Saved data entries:
--*--

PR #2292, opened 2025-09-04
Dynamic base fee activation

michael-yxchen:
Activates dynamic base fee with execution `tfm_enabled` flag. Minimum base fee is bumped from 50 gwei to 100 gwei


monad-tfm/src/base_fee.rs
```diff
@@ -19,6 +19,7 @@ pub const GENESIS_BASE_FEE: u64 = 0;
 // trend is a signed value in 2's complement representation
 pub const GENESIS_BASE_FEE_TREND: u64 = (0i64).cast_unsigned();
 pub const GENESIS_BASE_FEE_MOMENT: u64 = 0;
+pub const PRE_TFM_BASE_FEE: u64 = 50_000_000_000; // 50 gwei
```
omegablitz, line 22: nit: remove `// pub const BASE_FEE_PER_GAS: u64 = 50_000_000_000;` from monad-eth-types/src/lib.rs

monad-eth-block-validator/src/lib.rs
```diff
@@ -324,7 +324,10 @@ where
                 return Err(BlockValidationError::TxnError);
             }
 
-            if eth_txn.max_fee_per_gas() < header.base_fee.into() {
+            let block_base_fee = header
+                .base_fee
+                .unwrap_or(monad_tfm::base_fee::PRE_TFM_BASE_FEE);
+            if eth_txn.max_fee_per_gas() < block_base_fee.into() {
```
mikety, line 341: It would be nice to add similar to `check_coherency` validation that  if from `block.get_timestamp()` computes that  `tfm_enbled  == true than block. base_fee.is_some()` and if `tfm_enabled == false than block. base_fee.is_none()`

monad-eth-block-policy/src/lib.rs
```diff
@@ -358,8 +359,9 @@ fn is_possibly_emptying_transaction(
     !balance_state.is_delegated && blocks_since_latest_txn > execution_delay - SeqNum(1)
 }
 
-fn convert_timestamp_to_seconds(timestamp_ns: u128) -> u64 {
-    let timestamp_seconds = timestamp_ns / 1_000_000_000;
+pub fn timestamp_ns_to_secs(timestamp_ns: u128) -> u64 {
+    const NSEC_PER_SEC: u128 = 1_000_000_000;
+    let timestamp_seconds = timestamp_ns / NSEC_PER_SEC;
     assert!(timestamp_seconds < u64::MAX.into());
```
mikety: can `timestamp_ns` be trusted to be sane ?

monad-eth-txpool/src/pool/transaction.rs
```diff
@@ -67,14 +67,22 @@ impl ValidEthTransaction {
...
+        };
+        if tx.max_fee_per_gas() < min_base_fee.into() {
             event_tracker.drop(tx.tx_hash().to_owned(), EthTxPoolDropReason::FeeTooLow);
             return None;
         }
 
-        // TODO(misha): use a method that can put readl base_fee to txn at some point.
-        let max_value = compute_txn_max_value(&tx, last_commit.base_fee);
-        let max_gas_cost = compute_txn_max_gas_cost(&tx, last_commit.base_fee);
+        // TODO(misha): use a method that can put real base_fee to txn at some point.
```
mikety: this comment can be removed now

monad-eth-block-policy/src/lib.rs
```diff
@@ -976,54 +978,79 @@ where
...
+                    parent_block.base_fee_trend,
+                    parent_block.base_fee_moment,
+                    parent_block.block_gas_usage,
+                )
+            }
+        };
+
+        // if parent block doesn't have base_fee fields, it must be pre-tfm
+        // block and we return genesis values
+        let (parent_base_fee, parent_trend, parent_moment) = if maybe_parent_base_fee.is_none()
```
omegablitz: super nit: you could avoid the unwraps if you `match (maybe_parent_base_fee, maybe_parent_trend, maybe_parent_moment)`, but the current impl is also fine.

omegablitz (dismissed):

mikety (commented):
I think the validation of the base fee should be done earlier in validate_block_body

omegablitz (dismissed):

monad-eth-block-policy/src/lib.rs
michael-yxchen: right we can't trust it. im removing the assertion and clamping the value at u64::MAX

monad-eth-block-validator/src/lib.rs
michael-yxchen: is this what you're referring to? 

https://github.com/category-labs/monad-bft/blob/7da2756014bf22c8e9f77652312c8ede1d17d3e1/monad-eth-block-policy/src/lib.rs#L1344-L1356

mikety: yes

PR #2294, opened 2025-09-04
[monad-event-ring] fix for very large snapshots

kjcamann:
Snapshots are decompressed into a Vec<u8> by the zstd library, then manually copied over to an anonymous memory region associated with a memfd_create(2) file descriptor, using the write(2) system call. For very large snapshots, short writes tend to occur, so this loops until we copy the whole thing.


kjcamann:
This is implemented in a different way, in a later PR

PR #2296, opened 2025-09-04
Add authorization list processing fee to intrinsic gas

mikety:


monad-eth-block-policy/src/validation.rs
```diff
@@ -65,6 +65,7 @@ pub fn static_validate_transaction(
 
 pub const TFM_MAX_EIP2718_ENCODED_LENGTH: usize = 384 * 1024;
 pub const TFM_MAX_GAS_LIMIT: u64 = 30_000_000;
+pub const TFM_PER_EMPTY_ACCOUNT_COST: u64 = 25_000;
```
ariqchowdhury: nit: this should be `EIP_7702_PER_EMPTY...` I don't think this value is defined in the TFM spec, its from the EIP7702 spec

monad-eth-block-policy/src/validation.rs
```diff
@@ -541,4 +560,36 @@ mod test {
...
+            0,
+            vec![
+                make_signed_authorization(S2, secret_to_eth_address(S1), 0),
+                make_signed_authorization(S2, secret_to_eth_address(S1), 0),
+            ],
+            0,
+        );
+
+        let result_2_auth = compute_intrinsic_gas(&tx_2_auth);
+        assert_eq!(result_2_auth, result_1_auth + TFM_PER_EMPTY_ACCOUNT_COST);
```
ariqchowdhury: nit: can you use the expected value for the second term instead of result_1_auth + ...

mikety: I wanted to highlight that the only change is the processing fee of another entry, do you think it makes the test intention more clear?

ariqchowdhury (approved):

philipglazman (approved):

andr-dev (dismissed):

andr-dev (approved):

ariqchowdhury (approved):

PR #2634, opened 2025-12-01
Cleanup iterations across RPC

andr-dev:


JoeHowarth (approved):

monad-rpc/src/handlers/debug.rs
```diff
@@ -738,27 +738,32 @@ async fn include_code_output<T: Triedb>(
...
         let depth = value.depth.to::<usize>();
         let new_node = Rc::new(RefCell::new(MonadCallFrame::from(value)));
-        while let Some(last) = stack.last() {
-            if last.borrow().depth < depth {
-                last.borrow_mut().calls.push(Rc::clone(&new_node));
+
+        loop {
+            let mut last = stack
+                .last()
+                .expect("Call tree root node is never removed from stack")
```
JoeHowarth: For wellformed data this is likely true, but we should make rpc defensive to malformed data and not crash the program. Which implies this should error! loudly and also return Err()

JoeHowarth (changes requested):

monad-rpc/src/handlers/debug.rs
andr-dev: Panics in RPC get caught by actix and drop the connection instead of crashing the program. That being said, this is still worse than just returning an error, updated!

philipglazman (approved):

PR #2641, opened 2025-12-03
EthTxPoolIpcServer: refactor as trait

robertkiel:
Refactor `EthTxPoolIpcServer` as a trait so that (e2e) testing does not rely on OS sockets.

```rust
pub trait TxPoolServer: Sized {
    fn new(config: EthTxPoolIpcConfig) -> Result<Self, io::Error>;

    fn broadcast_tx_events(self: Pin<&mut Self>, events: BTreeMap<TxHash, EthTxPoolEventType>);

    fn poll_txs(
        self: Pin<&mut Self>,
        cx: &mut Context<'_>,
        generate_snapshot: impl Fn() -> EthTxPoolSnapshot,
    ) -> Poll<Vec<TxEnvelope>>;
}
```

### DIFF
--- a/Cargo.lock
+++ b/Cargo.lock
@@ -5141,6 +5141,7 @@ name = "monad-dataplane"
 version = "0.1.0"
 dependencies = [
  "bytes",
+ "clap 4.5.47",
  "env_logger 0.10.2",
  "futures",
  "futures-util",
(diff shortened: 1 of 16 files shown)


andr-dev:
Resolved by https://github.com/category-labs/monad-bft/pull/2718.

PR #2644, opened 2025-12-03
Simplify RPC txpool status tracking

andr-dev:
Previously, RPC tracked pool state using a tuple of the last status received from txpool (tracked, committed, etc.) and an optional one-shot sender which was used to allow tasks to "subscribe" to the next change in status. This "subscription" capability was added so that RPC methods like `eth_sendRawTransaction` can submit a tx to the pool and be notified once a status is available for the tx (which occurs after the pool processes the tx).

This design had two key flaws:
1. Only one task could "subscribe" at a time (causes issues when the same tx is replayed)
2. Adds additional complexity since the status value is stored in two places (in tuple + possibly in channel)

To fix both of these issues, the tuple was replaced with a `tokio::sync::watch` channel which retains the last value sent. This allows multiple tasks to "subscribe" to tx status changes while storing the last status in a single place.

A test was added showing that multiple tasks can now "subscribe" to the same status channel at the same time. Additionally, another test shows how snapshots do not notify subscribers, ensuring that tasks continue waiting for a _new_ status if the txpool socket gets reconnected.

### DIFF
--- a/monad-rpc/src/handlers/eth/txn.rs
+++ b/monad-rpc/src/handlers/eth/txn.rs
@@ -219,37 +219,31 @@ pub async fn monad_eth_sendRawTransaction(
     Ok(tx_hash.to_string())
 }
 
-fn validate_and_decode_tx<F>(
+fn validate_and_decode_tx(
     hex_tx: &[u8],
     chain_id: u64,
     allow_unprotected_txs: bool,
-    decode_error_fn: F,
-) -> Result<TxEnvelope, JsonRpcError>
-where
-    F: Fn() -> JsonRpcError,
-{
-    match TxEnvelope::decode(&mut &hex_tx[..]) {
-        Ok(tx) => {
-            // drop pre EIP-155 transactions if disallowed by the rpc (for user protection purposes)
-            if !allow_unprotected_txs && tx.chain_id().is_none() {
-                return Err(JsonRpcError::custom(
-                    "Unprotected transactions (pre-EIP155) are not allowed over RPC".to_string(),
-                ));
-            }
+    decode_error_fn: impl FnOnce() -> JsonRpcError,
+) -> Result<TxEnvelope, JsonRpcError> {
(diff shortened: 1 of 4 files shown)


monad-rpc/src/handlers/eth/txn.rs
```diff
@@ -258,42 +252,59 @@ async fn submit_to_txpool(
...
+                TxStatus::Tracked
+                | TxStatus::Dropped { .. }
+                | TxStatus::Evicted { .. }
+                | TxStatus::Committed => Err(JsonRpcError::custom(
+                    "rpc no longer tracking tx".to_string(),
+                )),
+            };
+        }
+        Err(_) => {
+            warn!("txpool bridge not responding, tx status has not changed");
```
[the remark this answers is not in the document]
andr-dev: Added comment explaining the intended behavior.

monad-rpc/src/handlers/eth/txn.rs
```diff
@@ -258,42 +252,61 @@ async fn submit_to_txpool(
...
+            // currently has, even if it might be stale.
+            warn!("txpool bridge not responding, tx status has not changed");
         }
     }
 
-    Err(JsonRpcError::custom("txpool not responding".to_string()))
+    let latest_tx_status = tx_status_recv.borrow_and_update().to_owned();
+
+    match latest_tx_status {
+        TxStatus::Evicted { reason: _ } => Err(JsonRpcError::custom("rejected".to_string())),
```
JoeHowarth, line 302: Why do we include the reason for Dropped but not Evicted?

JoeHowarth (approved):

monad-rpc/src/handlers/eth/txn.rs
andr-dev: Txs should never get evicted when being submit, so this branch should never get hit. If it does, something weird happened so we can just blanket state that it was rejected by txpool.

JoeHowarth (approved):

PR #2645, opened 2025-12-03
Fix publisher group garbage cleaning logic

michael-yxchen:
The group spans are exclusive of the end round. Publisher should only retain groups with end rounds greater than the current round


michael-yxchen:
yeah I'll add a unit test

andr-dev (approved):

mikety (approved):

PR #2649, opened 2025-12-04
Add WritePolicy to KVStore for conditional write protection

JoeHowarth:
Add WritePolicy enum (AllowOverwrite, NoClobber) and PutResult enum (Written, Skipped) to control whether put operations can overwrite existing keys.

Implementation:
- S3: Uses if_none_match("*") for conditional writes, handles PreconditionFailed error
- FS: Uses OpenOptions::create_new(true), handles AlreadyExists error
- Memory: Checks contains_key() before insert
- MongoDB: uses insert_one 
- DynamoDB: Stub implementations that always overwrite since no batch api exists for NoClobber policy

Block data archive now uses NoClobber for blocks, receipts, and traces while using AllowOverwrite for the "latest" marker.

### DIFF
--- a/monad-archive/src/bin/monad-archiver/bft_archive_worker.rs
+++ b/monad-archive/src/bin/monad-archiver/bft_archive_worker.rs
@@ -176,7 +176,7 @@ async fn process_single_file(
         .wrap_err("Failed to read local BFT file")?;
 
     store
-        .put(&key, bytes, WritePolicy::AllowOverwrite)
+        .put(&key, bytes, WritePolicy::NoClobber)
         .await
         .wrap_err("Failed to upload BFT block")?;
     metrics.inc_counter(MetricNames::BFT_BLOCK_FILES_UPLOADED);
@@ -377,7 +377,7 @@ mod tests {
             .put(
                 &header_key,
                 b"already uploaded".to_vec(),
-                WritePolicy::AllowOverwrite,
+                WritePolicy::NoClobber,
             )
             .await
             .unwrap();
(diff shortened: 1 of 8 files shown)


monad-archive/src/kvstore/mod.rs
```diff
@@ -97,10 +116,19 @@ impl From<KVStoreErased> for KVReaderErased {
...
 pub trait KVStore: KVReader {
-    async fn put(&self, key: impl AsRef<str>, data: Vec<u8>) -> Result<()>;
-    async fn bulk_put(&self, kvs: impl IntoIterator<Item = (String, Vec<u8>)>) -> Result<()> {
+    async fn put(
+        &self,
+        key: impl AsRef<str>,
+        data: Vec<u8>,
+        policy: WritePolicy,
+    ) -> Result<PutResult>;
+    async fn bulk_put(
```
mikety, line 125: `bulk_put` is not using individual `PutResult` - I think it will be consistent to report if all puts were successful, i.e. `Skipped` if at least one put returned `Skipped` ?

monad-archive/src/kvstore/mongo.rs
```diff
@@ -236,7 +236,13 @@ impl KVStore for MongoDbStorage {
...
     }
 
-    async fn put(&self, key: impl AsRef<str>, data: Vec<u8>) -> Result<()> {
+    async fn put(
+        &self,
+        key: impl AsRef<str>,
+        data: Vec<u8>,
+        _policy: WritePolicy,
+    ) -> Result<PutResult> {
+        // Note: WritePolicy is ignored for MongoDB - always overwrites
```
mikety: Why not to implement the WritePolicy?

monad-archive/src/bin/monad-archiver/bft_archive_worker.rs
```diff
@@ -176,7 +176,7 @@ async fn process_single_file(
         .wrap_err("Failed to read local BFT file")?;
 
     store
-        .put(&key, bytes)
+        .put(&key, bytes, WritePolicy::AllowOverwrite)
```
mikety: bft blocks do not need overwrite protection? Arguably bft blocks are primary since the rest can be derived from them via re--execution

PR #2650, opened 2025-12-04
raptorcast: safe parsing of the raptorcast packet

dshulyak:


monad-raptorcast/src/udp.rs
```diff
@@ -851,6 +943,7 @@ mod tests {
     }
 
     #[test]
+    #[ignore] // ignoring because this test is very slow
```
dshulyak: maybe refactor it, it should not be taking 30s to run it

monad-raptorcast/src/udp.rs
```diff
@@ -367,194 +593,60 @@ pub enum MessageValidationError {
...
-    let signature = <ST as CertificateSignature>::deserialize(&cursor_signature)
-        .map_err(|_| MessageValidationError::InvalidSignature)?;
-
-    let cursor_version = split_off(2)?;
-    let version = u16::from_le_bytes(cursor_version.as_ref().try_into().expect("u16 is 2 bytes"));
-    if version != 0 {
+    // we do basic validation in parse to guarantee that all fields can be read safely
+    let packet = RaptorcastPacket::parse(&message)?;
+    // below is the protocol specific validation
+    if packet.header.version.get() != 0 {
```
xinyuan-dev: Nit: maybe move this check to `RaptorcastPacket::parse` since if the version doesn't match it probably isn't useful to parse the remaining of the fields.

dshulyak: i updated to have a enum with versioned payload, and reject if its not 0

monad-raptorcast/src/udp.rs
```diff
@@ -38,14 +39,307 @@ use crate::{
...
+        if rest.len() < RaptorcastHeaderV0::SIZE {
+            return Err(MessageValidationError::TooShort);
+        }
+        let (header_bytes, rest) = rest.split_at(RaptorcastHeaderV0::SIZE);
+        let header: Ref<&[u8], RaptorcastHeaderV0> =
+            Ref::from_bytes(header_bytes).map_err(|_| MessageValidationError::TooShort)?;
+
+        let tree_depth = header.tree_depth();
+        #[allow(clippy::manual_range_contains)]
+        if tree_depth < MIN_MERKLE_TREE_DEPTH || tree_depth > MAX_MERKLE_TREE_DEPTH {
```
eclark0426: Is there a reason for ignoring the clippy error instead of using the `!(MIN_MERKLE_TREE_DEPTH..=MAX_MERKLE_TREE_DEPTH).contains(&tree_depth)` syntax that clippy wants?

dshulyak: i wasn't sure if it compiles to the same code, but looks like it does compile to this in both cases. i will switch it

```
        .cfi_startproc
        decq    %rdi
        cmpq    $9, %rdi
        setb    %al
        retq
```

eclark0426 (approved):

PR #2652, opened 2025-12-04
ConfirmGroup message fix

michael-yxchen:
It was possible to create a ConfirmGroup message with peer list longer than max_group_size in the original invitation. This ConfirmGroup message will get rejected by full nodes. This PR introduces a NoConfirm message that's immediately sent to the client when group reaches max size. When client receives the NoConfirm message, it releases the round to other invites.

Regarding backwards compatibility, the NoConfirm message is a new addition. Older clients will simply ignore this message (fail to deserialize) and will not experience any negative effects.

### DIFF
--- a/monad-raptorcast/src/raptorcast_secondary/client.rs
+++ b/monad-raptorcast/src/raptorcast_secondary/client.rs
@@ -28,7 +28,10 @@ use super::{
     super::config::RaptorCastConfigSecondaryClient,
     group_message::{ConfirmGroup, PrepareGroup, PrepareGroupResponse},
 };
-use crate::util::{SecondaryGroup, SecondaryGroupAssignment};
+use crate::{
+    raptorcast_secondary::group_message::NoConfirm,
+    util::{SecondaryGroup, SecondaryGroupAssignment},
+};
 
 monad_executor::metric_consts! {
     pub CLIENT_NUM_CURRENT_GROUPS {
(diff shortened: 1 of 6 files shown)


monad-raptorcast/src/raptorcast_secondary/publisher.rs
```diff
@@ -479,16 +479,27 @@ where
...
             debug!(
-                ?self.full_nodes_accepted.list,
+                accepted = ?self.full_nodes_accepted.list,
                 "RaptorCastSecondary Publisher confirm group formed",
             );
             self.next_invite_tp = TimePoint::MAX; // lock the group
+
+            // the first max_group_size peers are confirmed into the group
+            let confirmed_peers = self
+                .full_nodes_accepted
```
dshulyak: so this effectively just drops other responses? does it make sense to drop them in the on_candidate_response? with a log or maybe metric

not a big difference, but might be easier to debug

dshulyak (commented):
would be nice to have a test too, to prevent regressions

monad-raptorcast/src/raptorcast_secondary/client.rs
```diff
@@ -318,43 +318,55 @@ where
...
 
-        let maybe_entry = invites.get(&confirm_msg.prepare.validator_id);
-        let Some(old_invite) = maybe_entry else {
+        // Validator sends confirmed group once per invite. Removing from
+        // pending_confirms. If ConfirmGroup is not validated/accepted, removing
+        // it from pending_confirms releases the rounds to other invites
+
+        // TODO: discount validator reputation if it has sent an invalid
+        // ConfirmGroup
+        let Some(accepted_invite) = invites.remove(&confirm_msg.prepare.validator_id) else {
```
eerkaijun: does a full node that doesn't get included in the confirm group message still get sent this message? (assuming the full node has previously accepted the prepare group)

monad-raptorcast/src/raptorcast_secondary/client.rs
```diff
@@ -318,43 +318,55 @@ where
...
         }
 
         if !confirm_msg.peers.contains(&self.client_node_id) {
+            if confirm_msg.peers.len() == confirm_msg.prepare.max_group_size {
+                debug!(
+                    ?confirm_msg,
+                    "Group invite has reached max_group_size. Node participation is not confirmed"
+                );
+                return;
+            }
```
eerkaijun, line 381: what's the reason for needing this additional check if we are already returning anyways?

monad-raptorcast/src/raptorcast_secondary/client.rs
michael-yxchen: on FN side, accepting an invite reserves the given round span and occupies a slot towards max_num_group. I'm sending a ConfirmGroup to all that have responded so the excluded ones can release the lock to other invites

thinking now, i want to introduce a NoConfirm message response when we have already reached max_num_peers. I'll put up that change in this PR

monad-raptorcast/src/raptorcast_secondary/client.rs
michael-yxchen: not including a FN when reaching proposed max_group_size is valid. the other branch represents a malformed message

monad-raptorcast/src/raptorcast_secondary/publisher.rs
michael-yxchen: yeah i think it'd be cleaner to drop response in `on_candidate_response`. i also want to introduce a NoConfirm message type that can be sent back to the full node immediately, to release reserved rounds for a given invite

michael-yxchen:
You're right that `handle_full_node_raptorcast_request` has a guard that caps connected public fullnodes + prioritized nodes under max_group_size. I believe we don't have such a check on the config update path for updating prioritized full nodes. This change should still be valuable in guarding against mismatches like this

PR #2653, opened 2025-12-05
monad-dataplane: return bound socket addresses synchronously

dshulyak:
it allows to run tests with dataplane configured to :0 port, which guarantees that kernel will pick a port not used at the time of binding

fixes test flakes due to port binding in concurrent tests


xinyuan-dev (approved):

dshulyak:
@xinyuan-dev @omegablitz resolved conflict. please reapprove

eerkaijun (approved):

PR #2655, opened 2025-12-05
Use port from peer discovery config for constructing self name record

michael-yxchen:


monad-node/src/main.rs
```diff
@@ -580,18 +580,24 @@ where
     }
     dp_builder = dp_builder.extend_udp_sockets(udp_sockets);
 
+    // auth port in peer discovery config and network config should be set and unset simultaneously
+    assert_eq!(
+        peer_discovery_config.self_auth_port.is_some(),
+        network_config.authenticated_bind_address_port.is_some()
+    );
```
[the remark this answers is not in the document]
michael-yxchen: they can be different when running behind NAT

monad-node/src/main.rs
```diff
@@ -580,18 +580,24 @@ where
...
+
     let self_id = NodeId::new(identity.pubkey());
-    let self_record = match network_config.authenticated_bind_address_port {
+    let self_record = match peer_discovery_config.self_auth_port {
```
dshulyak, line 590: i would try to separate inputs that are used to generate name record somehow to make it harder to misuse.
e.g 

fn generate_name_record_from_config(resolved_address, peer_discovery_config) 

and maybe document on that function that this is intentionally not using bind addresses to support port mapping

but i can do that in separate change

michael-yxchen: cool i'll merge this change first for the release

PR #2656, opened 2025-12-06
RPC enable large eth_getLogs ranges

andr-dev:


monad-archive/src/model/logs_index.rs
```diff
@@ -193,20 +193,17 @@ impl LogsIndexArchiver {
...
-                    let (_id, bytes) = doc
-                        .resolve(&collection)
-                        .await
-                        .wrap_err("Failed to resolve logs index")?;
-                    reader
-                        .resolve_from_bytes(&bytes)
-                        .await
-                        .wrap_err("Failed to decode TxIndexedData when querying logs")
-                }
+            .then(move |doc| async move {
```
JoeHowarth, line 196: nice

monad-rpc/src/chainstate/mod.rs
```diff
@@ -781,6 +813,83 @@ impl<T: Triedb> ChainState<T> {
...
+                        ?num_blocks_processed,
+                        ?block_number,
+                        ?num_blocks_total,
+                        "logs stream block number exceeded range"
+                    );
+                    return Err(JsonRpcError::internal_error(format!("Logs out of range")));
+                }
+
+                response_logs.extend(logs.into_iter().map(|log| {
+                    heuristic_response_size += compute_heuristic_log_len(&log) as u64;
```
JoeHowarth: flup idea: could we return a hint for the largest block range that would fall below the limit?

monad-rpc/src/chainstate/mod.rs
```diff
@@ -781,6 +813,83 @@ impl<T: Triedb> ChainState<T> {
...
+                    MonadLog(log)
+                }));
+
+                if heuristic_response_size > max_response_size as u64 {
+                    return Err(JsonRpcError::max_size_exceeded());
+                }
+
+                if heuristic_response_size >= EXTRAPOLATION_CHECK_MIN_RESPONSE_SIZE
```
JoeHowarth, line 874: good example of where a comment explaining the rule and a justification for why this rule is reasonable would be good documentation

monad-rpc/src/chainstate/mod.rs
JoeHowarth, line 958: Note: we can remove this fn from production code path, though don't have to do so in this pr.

--*--

• Exercise requirements: Where does the word "dataplane" occur in the data? Copy every line that has it.

• Task solution:
@@ -5141,6 +5141,7 @@ name = "monad-dataplane"
monad-dataplane: return bound socket addresses synchronously
it allows to run tests with dataplane configured to :0 port, which guarantees that kernel will pick a port not used at the time of binding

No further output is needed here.